Im trying to implement a hot sparing method for availability, I have it in mind as follows:
- The client sends 3 identical requests, one for each server (we have 3, actually virtual machines)
- Each server receives the request and processes it
- When the server finishes, it pings the other servers if they have finished.
- If he is the first to finish, the he will reply and the others wont.
So I’m having trouble with making the 3 simultaneous requests. This is what I would normally do to call a Remote interface from a servlet
class Servlet_JSP_or_Something extends HttpServlet
{
doGet(HttpReq...)
{
@EJB
RemoteInterfaceEJB ejbclass;
ejbclass.doSomething()
}
}
But, now I guess I would have to do something like this
class Servlet_JSP_or_Something extends HttpServlet
{
doGet(HttpReq...)
{
@EJB(name="Server1")
RemoteInterfaceEJB ejbclass;
ejbclass.doSomething()
@EJB(name="server2")
RemoteInterfaceEJB ejbclass;
ejbclass.doSomething()
@EJB(name="server3")
RemoteInterfaceEJB ejbclass;
ejbclass.doSomething()
}
}
But I’m not so shure if that would work. I dont even know if @EJB(name=”…”) is enough
or how to set the name for each different ejb running on the different vitual machines.
So the question is:
¿How can I simultaneously call 3 identicall EJBs from the same servlet/jsp being that the EJBs are running on different machines?
Stick the request on a queue, have the 3 machines listen on the queue, and wait for the result. If any of them fail during the processing, the request will go back on the queue and be handled by one of the other two. Having 3 systems running simultaneously on the same request, and “racing” to succeed sounds just wildly fraught with danger and craziness.
I mean, it makes sense for avionics with voting systems to help ensure jetliners don’t spontaneously plunge in to the sea, but most systems don’t really have that burden of reliability. They also tend to have really big engineering budgets.
So, I would go with the JMS queue.
Addenda:
The queue is managed by a cluster, then the EJBs can be deployed in their own cluster (or simply independent workers, they don’t even have to be EJBs, they can be anything).
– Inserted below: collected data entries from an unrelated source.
PR #1731, opened 2018-03-23
HTTPD encrypted key upgrade and backup

stlaz:
During my recent work on HTTPD key encryption, I forgot to create the password to the encrypted key during upgrade and also to back it up during `ipa-backup`. This PR fixes that.

https://pagure.io/freeipa/issue/7421


ipaserver/install/httpinstance.py
```diff
@@ -613,9 +613,20 @@ def migrate_to_mod_ssl(self):
             certs.install_pem_from_p12(temp.name,
                                        pk12_password,
                                        paths.HTTPD_CERT_FILE)
+            with open(
+                os.path.join(
+                    paths.IPA_PASSWD_DIR,
+                    HTTPD_PASSWD_FILE_FMT.format(host=api.env.host)
+                    ), 'wb') as passwd_file:
+                os.fchmod(passwd_file.fileno(), 0o600)
+                passwd_fname = passwd_file.name
```
tiran: This looks backward. How about you set ``passwd_fname`` first and then use it in ``with open()`` and ``certs.install_key_from_p12()``.

ipaserver/install/certs.py
```diff
@@ -72,12 +72,20 @@ def install_pem_from_p12(p12_fname, p12_passwd, pem_fname):
                  "-passin", "file:" + pwd.name])
 
 
-def install_key_from_p12(p12_fname, p12_passwd, pem_fname):
+def install_key_from_p12(
+    p12_fname, p12_passwd, pem_fname, out_passwd_fname=None
```
tiran: This indention style is uncommon and hard to read. I'd prefer if you indent it by 8 and keep ``):`` on line 76.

The EJBs are all subscribed to the same queue. Each bean takes a message off the queue and runs with it. The taking of the message is transactional. If the EJB fails for whatever reason, the message becomes available on queue again, ready for another EJB to take it.
Both the JMS queue and the EJB servers are redundant so that neither are a single point of failure.
Many of the EJB servers today can be clustered, so it’s just a matter of configuring your server in to a cluster, and calling it. Your client code wouldn’t change.
If you’re not happy with this arrangement, then you can instead of using remote EJB calls, you can switch to Web Services, and front the service handler servers (i.e. the EJB servers) with a (clustered) load balancer to distribute traffic.
None of this addresses all of the issues that occur when taking a single stack process redundant in terms of state sharing, race conditions, session affinity, etc. etc.
There is no “simple” annotation to do this. Using out of the box clustering specific to your container is probably as close as you’re going to get.